- _Task goal_:
Using the records below, output the stretch that opens with the line containing "PR #266, opened 2025-01-11" and closes with the line containing "cycles of delay.", exactly and including both lines, with nothing more.

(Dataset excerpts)

-- -- --

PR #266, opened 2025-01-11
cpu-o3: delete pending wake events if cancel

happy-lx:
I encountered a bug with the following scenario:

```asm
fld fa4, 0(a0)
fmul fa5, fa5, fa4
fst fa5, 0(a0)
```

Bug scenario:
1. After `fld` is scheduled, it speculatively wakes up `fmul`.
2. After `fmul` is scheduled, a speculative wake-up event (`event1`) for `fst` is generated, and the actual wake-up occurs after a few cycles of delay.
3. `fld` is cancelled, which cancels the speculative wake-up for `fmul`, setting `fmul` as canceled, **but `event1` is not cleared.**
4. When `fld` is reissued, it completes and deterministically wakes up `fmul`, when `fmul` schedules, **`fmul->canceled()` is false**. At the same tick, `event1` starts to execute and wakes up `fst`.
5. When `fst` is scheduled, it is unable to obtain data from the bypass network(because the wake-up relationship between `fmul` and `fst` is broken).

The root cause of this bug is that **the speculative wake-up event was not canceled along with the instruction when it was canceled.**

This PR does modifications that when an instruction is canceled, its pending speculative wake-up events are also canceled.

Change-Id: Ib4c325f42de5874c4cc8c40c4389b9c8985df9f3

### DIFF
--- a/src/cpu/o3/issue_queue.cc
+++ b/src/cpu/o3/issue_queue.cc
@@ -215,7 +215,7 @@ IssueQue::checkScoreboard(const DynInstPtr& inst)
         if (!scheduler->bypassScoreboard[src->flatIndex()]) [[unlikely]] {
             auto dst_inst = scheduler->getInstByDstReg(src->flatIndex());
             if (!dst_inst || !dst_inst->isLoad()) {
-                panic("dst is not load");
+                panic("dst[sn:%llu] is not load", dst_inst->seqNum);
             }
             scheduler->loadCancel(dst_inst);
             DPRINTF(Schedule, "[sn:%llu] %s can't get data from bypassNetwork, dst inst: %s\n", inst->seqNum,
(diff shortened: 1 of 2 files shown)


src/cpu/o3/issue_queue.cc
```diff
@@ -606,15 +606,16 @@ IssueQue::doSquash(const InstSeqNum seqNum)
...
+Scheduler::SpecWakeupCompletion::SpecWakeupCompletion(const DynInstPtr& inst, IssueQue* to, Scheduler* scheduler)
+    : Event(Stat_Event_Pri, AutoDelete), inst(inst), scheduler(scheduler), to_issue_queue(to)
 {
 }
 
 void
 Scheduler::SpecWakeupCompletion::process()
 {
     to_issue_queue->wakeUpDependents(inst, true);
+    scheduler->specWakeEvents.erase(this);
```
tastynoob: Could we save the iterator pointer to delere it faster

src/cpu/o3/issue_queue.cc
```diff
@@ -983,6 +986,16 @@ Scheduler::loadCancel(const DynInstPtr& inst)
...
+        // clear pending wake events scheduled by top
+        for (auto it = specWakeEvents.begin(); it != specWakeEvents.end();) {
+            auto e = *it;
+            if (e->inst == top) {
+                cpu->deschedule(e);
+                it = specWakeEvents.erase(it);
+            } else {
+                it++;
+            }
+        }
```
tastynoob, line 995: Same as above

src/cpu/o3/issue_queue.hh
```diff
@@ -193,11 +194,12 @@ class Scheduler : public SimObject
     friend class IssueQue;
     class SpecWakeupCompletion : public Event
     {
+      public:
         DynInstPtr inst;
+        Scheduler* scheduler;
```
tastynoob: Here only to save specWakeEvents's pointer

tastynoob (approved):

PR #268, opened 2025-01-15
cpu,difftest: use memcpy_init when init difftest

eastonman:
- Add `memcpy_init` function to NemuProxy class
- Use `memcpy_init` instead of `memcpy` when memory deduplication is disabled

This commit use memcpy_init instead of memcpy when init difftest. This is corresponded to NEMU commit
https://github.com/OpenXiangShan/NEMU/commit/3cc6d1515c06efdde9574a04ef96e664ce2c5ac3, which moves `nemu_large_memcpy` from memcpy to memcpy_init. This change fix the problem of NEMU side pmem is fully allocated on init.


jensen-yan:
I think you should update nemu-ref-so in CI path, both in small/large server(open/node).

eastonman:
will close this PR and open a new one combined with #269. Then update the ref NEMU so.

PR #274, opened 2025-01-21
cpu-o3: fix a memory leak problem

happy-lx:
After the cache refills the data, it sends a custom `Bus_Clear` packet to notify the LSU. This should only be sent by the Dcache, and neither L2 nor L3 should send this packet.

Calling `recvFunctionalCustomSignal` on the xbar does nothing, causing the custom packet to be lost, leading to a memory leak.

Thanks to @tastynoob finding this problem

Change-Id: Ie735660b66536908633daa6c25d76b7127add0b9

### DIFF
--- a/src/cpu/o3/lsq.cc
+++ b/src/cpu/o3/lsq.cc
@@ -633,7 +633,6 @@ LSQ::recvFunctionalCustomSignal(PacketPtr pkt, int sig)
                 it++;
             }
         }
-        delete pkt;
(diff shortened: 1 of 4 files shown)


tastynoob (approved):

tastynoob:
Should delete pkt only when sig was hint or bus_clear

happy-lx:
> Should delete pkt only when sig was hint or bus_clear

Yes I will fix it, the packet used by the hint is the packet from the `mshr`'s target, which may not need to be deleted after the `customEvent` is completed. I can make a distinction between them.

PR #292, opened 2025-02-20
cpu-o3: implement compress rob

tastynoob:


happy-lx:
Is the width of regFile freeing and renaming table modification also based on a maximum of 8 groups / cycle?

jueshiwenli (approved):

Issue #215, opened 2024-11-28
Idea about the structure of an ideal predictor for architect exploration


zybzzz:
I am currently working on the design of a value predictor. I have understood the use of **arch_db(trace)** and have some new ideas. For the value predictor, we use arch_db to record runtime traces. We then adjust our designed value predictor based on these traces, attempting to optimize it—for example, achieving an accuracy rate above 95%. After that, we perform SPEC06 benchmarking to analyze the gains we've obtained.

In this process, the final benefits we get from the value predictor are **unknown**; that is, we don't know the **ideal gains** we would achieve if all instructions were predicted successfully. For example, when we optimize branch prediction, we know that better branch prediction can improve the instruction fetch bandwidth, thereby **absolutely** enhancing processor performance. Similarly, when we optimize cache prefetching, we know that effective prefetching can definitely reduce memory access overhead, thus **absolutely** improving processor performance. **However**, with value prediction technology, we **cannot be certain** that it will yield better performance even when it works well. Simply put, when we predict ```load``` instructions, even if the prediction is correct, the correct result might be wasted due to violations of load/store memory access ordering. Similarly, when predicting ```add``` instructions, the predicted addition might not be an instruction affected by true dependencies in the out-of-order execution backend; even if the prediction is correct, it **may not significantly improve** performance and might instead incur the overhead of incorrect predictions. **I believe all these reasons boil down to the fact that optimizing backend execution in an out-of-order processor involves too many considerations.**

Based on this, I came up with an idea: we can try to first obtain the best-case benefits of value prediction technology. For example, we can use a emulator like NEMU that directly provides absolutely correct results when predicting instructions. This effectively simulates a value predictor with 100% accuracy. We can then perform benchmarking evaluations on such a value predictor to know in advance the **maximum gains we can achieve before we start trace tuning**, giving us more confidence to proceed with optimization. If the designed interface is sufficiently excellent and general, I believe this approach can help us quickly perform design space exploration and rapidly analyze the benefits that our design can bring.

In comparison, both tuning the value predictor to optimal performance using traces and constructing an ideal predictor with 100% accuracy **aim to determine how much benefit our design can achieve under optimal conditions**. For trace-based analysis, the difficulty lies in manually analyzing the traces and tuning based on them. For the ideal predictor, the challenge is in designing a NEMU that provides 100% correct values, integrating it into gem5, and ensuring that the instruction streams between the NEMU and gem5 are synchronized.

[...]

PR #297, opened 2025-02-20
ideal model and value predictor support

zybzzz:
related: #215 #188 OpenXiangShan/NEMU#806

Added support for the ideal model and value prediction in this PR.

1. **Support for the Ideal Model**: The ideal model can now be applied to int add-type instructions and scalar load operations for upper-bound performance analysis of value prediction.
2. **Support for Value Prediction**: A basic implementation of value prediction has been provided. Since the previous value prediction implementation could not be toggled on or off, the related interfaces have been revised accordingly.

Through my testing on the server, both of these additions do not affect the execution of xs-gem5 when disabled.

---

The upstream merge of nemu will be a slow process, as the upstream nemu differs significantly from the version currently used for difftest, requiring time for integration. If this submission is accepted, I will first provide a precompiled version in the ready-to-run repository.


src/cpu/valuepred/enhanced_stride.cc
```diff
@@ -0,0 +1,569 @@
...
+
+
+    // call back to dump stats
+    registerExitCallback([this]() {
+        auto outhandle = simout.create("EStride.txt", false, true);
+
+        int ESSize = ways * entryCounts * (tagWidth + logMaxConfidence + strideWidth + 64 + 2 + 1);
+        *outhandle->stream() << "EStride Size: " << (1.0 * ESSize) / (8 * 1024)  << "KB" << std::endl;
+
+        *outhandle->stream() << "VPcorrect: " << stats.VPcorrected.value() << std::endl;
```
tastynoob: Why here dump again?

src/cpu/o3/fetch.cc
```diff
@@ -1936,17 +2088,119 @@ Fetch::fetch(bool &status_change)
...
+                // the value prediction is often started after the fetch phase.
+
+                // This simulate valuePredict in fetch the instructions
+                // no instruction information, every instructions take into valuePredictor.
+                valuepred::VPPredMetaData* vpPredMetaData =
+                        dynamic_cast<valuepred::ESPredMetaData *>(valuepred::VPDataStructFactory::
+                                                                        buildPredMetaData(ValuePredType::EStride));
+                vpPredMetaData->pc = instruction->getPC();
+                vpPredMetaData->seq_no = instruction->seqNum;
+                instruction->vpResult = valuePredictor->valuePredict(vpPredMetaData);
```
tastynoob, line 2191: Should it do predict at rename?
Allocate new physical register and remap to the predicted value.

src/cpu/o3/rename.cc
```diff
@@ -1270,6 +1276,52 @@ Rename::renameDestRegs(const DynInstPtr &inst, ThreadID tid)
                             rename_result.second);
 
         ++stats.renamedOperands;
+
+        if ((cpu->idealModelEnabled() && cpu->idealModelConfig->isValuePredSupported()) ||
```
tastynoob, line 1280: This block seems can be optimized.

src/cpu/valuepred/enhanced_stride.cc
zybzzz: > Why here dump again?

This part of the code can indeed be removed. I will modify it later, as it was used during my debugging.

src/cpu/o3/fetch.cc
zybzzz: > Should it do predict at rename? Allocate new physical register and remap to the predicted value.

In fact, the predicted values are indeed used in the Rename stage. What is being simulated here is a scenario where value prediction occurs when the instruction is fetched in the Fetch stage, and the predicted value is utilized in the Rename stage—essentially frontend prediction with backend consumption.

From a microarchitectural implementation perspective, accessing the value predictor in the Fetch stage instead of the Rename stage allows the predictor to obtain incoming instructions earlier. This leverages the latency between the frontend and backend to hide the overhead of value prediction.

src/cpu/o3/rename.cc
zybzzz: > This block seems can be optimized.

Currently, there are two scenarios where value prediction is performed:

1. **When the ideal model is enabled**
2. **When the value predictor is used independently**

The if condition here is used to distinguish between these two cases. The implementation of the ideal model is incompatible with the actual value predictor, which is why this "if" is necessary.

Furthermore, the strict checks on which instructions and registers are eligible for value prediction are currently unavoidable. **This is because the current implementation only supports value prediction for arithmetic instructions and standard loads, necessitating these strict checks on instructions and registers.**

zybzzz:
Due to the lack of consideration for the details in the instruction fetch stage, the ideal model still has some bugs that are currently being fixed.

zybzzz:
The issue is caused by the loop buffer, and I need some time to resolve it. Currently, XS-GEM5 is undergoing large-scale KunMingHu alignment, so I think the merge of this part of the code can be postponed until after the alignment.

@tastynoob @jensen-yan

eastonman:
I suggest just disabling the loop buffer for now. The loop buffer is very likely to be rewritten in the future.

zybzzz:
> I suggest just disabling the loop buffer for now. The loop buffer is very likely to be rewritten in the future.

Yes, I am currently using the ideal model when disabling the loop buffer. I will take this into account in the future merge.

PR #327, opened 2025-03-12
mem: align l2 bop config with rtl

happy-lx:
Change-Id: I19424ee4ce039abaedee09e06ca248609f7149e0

-- -- --

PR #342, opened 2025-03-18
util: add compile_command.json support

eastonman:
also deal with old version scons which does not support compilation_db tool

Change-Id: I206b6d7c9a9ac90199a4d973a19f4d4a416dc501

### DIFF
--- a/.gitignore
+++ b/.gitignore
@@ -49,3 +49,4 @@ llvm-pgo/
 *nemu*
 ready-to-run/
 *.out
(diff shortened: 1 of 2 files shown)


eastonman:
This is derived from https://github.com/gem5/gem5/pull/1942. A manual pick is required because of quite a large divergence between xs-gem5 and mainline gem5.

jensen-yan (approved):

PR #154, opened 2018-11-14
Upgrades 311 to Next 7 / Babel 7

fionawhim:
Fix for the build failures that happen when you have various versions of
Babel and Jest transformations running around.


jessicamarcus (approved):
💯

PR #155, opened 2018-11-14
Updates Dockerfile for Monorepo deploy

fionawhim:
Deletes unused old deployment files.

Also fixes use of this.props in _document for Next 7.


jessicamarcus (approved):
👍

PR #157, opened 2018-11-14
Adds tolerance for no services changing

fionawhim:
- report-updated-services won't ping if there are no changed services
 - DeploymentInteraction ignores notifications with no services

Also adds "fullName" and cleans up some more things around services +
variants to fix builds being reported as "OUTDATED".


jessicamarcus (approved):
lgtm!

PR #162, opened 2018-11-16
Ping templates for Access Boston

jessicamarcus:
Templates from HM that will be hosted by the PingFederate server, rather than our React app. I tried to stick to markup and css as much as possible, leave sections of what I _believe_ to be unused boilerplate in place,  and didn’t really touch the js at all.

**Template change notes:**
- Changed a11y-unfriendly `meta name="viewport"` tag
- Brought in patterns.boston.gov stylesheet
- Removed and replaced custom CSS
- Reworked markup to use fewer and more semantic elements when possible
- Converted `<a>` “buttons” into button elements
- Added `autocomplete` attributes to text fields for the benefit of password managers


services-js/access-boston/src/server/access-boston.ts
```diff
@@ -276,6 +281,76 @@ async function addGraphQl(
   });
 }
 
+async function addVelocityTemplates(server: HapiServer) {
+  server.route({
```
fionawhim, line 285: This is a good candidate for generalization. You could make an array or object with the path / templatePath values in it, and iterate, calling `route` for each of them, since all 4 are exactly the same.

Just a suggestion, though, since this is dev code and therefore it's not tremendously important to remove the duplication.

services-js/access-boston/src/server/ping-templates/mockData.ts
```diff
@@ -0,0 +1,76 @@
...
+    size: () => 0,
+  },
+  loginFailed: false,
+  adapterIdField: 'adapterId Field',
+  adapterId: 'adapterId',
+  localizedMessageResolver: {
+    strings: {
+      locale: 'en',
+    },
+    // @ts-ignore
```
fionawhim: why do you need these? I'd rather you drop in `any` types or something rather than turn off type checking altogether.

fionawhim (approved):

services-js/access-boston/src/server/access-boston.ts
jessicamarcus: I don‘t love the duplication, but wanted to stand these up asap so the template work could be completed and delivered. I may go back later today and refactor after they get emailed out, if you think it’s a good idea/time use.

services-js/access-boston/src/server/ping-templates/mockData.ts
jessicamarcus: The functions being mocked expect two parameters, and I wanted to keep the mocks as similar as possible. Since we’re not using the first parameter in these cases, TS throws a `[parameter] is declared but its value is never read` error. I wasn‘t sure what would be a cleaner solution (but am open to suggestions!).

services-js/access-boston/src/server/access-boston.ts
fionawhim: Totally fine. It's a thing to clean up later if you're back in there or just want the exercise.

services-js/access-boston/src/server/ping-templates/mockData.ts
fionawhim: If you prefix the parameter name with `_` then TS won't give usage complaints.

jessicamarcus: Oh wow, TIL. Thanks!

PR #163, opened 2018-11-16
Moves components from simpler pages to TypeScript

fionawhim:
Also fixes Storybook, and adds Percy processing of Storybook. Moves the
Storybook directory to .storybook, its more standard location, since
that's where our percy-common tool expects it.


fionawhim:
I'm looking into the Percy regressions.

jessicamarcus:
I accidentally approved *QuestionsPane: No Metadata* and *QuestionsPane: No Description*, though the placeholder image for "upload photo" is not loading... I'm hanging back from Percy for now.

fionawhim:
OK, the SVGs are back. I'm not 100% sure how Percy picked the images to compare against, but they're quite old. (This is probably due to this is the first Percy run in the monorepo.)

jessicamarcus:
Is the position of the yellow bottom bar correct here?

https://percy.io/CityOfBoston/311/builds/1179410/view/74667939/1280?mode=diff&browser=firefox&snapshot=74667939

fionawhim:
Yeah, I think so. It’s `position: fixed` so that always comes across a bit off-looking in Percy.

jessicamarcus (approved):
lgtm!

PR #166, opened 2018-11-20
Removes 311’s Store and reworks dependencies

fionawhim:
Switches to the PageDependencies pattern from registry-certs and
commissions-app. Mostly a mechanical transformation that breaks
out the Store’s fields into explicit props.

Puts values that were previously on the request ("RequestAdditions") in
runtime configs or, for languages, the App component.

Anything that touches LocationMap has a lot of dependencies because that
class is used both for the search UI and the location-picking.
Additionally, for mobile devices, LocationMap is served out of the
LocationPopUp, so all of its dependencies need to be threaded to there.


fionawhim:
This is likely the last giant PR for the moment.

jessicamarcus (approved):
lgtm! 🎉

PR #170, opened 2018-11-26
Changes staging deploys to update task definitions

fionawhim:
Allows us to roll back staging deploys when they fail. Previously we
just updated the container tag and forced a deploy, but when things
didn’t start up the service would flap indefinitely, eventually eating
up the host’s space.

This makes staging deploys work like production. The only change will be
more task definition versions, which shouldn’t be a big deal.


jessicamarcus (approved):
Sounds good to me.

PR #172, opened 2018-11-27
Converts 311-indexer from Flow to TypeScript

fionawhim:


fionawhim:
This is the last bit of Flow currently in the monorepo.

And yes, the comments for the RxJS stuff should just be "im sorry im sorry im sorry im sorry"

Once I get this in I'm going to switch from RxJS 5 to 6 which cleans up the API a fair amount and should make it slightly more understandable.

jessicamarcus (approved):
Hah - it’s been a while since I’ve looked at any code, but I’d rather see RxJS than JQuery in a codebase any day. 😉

-- -- --

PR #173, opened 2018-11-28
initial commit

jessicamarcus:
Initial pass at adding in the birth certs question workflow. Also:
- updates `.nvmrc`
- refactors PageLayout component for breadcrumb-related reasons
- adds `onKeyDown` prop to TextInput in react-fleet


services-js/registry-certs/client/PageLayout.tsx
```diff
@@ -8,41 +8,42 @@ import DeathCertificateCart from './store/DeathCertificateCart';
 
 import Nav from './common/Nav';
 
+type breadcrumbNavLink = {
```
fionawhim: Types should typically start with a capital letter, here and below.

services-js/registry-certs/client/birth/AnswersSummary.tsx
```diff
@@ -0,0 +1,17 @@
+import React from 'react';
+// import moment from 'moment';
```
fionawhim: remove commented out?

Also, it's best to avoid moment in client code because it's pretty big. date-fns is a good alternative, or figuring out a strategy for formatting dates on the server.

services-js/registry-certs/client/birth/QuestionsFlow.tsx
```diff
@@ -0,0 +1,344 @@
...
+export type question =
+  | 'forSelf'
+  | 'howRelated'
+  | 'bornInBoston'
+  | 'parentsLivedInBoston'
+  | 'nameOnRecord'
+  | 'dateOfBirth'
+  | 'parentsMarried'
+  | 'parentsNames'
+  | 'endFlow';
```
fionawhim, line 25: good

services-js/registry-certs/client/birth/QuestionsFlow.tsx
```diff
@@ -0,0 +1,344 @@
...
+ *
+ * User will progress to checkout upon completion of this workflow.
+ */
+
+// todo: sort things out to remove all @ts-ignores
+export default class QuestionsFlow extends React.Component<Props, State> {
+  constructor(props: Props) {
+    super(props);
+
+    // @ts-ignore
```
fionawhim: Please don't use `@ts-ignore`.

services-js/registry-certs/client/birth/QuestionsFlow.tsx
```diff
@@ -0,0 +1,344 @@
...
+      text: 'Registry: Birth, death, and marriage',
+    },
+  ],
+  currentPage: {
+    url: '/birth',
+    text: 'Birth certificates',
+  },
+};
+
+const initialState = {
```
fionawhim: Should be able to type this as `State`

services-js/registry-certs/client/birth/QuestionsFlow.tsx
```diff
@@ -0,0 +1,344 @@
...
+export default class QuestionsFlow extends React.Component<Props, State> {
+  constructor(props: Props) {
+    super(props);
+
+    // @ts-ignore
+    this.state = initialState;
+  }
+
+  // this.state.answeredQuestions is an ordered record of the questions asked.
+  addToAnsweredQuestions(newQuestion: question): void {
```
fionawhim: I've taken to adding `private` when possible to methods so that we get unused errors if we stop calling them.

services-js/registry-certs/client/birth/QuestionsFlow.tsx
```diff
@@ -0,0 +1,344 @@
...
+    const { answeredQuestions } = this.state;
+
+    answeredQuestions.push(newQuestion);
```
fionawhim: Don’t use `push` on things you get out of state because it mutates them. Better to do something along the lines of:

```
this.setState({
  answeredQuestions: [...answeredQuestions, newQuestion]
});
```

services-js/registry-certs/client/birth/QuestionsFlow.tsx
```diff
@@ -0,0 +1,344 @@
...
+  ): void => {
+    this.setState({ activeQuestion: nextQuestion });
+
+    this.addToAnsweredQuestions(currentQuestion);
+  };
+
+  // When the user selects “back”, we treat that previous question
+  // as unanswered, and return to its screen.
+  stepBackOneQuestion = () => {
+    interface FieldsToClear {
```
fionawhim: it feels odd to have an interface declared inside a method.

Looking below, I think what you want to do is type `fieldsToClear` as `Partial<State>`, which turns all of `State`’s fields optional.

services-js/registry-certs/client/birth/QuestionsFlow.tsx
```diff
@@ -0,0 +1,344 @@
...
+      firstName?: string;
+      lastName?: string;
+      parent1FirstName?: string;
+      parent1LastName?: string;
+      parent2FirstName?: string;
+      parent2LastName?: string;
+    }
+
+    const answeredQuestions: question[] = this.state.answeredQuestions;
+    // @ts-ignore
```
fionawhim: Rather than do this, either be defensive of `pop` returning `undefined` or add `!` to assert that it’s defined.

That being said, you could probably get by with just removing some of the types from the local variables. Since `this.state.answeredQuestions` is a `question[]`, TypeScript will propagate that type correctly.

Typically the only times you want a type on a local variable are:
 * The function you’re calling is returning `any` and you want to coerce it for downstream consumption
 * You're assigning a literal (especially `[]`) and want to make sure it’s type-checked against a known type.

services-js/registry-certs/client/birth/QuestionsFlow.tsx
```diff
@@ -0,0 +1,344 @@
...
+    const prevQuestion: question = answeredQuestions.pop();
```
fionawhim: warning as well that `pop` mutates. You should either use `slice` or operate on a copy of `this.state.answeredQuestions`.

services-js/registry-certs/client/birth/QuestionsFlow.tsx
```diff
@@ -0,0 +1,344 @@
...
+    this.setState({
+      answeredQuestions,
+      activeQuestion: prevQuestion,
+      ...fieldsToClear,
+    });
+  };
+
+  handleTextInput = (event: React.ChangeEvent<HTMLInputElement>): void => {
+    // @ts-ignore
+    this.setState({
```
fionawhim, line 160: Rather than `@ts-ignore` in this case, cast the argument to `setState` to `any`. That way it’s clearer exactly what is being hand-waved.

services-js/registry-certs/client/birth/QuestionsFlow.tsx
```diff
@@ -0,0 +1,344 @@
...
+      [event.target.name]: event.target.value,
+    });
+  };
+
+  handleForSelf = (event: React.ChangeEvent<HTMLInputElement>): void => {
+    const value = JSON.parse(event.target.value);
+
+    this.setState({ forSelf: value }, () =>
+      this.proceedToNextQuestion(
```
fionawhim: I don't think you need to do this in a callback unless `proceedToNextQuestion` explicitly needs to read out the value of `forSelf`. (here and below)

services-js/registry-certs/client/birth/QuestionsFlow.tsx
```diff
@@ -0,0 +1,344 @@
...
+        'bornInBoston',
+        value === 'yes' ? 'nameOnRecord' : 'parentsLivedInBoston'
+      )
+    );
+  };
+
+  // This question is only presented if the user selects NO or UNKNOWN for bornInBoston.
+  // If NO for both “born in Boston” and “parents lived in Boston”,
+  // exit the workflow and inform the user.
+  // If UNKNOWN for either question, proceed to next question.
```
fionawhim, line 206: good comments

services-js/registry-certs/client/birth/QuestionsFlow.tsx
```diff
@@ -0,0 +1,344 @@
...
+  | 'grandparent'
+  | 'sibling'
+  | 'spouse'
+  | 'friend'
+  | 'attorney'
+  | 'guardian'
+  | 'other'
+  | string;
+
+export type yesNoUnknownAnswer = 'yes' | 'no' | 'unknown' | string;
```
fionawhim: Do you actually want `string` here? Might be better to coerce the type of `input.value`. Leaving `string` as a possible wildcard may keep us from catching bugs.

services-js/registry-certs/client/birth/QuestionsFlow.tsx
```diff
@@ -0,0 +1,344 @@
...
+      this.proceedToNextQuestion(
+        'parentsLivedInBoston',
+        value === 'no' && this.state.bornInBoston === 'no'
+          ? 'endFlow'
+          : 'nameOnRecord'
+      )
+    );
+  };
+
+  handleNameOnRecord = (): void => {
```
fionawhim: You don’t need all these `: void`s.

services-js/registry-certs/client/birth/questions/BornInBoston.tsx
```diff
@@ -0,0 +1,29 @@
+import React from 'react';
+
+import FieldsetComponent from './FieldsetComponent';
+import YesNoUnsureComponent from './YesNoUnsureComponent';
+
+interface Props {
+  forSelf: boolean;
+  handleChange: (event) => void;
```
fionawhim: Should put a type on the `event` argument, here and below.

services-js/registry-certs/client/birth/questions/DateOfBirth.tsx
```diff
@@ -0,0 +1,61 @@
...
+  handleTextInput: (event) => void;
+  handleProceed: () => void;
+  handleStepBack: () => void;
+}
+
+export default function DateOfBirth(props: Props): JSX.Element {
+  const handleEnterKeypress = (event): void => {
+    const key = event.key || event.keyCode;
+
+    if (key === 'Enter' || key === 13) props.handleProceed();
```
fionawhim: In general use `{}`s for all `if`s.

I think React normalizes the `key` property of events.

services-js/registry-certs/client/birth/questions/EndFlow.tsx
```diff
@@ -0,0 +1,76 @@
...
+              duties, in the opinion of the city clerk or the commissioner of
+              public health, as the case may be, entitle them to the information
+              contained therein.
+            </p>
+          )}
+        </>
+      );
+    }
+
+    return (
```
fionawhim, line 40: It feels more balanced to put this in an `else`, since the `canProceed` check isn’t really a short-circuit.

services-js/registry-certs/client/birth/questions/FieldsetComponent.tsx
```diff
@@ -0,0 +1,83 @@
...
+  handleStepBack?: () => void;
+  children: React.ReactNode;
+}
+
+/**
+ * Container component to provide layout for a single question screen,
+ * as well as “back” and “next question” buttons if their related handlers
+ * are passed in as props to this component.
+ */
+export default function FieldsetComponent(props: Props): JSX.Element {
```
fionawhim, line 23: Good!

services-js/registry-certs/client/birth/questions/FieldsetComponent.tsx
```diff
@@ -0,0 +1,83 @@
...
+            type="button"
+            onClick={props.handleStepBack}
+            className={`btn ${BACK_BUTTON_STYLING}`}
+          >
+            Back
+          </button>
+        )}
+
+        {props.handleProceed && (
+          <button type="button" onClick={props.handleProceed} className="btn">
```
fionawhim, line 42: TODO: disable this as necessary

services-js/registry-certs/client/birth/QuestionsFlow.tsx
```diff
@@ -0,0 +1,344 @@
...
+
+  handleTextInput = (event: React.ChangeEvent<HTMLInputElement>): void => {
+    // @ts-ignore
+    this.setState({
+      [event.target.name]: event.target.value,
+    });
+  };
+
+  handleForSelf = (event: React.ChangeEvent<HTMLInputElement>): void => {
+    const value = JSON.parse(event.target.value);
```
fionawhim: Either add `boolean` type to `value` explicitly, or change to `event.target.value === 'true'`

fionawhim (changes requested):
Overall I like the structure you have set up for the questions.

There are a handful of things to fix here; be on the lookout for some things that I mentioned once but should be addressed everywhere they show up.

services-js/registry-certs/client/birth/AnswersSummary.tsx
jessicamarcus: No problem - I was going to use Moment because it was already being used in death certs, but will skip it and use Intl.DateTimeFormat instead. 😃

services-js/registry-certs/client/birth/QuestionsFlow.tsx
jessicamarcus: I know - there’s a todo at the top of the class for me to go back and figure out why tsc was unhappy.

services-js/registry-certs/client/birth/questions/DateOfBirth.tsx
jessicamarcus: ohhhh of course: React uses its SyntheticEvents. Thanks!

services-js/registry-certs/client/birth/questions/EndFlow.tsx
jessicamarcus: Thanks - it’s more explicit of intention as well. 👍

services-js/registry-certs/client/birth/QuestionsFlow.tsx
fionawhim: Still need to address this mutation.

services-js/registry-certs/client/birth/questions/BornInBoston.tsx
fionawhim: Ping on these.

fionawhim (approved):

-- -- --

- _Expected output_:
PR #266, opened 2025-01-11
cpu-o3: delete pending wake events if cancel

happy-lx:
I encountered a bug with the following scenario:

```asm
fld fa4, 0(a0)
fmul fa5, fa5, fa4
fst fa5, 0(a0)
```

Bug scenario:
1. After `fld` is scheduled, it speculatively wakes up `fmul`.
2. After `fmul` is scheduled, a speculative wake-up event (`event1`) for `fst` is generated, and the actual wake-up occurs after a few cycles of delay.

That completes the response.